The COVID pandemic showed that the universal health system was unable to deal with such a globally pandemic. Governments, hospitals and health institutions were not connected on a large-scale in order to provide a suitable treatment for COVID patients. Each country was putting personalized efforts and adopting its own strategy (e.g., Lombardy case in Italy). Unfortunately, data was not shared and propagated at an international level so all medical institutions across the world could benefit from this data. The main problem in the healthcare system is the “Interoperability” since each hospital stores its data in different ways compared to different hospitals. Many efforts are concentrated in some countries in order to unify health records on a country level. However, this is not sufficient since it is crucial to keep track of all medical records (e.g., doctor visit, allergy, lab results, medications, procedures) for a patient so in case they move from location to location or even from one country to another. By unifying data we can keep track of medical history for better treatment. As a result of the post-COVID pandemic, the global health community should think about enhancing the healthcare system at an international level since many global health care systems were inefficient ready to handle such a pandemic.

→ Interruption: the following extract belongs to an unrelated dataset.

PR #2593, opened 2022-01-15
[ghc-9.2] Fix rename plugin

pepeiborra:
The rename plugin relies on SYB to find located AST trees that need renaming. This breaks in GHC 9.2 because the representation of located AST trees has changed: it now includes exactprint annotations.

In this context, blockchain technology revealed its importance in many areas (e.g., finance, supply chain management, healthcare, and education). This importance is due to its great features of blockchain technology (Gupta, 2017; Nofer, 2017; Zheng, 2018): scaling, decentralization, consensus, security, anonymity, reliability, availability and much more (Monrat, 2019). Blockchain can store data in a distributed fashion without relying on a central node. Data cannot be erased or edited. In particular, the healthcare field can benefit from the characteristics of blockchain to provide a better medical service (Agbo, 2019; Karafiloski, 2017).

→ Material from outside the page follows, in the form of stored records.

PR #2594, opened 2022-01-16
Fix module-name plugin on ghc-9.2.1

mrgutkun:
Actual fix mimics changes from #2503 ; config changes indiscriminately turn building with module-name on ghc-9.2.1 on.
I assume that bumping minor version of the plugin is useful for constraint configuration.
(AFAIU building 9.2.1 with stack is not ready yet, but why not turn module-name on in there too, in preparation.)

<a href="https://gitpod.io/#https://github.com/haskell/haskell-language-server/pull/2594"></a>

### DIFF
--- a/cabal-ghc921.project
+++ b/cabal-ghc921.project
@@ -59,7 +59,7 @@ constraints:
     -eval
     -haddockComments
     -hlint
-    -moduleName
+    +moduleName
     -qualifyImportedNames
     -refineImports
     -retrie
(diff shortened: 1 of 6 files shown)


jneira (approved):
many thanks for including the plugin for 9.2.1, let's see if CI tests are happy and merge

cabal-ghc921.project
```diff
@@ -59,7 +59,7 @@ constraints:
     -eval
     -haddockComments
     -hlint
-    -moduleName
+    +moduleName
```
jneira, line 62: removing it would work top
```suggestion
```

jneira:
Tests are ok and changes looks good, mant thanks!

In the blockchain, we store only transactions, for example John is taking anti-inflammatory for a week, in a specific date. The blockchain can store medical records, at an international level, while preserving the privacy of the patient (Es-Samaali, 2017). The patient can decide which data can be public or private. The patient can also be awarded if he/she decided to share its own personal clinical data for research purposes. This is why we should reply on a fully distributed system such as blockchain in order to keep track of our medical history. This is very interesting especially when people are getting medical treatment in different hospitals or maybe travelling from a country to another. All their personal medical records can be saved across the globe in a secure and private way by using blockchain. Blockchain stores a number of transactions in a block; The Bitcoin limits the block size to 1 MB. Each block includes at most 4,000 transactions. Hence, blockchains cannot be adopted for storing a large file size that can reach hundreds of MB or even GB. In fact, many medical images and analysis requires a high-capacity servers in order to store these medical data. Hence, we can benefit from the big data technology mainly for storing large file sizes.